Testing independence between 5' and 3' terminal sequences in a DNA database
0
0
Entering edit mode
4 weeks ago
Anand Rao ▴ 360

I have a small database of ~ 1000 biologically validated DNA sequences, varying in length 5-20KB. From each of them, I have extracted 1000bp of their 5' terminal sequences, and separately 1000bp of their 3' terminal sequences. How can I test for independence of these 5' and 3' sequences?

If these were numbers instead of sequences, I would perform a Chi-Square test, right? But what is the equivalent test for DNA sequence independence? In other words, does presence of a certain 5' terminal sequence correlate (directly or inversely) with a certain 3' terminal sequence and vice versa?

I cannot think of how to perform this independence test directly using DNA sequences, so I seek BioStars help for this.

Currently, I am thinking of this pipeline:

1. Cluster 5' terminal sequences at varying identities, record the cluster memberships.
2. Repeat step 1 in exactly the same way, for 3' sequences.
3. For each of my 1000 DNA sequences, report cluster memberships separately, for both ends, and at different clustering ID %
4. From table generated in step 3, determine if and and what % identity, there appears to be any correlation - would this step be based on Multinomial logistic regression? (note to self: wiki link)

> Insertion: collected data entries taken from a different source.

PR #1900, opened 2024-11-05
[Fix] Consider a network error as not successfully synced for paywall events

MarkVillacampa:
### Checklist

### Motivation

While investigating missing impression events, I found a possible logic issue on Android where we are considering a network error as "successfully synced" and hence deleting any pending events.


purchases/src/main/kotlin/com/revenuecat/purchases/common/Backend.kt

Please suggest any changes in approach and / or implementation. Thanks in advance!

sequence cluster DNA independence testing • 319 views
0
Entering edit mode

I feel that your approach lacks a proper definition. what do you mean by "independence"?

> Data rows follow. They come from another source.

PR #1922, opened 2024-11-19
Ensure the correct error message is shown when failing to open a Uri in paywalls

JayShortway:
Quick follow-up to https://github.com/RevenueCat/purchases-android/pull/1904.

## Motivation
We have 2 error cases when opening Uris:
- "Link is invalid"
- "No browser installed"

In what way would a 5' and 3' sequence "dependent" on one another?

What you seem to propose is measuring some sort of similarity, that may be ok, perhaps it would be better for everyone if you called it that way. Renaming "similarity" and presenting it as "dependence" feels like a stretch.

And the Chi-Square test does not measure dependence either. It measures whether an observed effect size could have been caused by random chance alone when sampling identical distributions. As a matter of fact all tests require independence of measurements, none would produce correct values if the measures were not independent.

0
Entering edit mode

Thanks for your reply. Yes, I think I could have explained my problem much better, but rather than change my original post, I will add some clarification in my comment here.

I am not looking to measure sequence similarity , but whether a certain sequence at the 5' end indicates a high probability of a certain other sequence at the 3' end, and vice versa - i.e. whether the terminal sequences are 'dependent' or 'independent'.

In this context, I believe testing for independence using Chi-Sq test does make some sense. https://online.stat.psu.edu/stat500/lesson/8/8.1. Perhaps you agree now? If not, then does my clarification at least help you suggest a different approach. TIA!

1
Entering edit mode

with that definition I would suspect that all of your sequences are "dependent", I would expect every functional DNA/RNA region to capture some relationship between the start and end.

Thus I think the question is more about the magnitude of that dependence rather than existence.

I would start with simpler measures of correlation, for example GC content of 5' plotted against gc content of 3', perhaps codon usage.

The method you describe might work as well, but I would run it on different clustering levels and importantly you need to properly estimate what the excepted frequencies ought to be.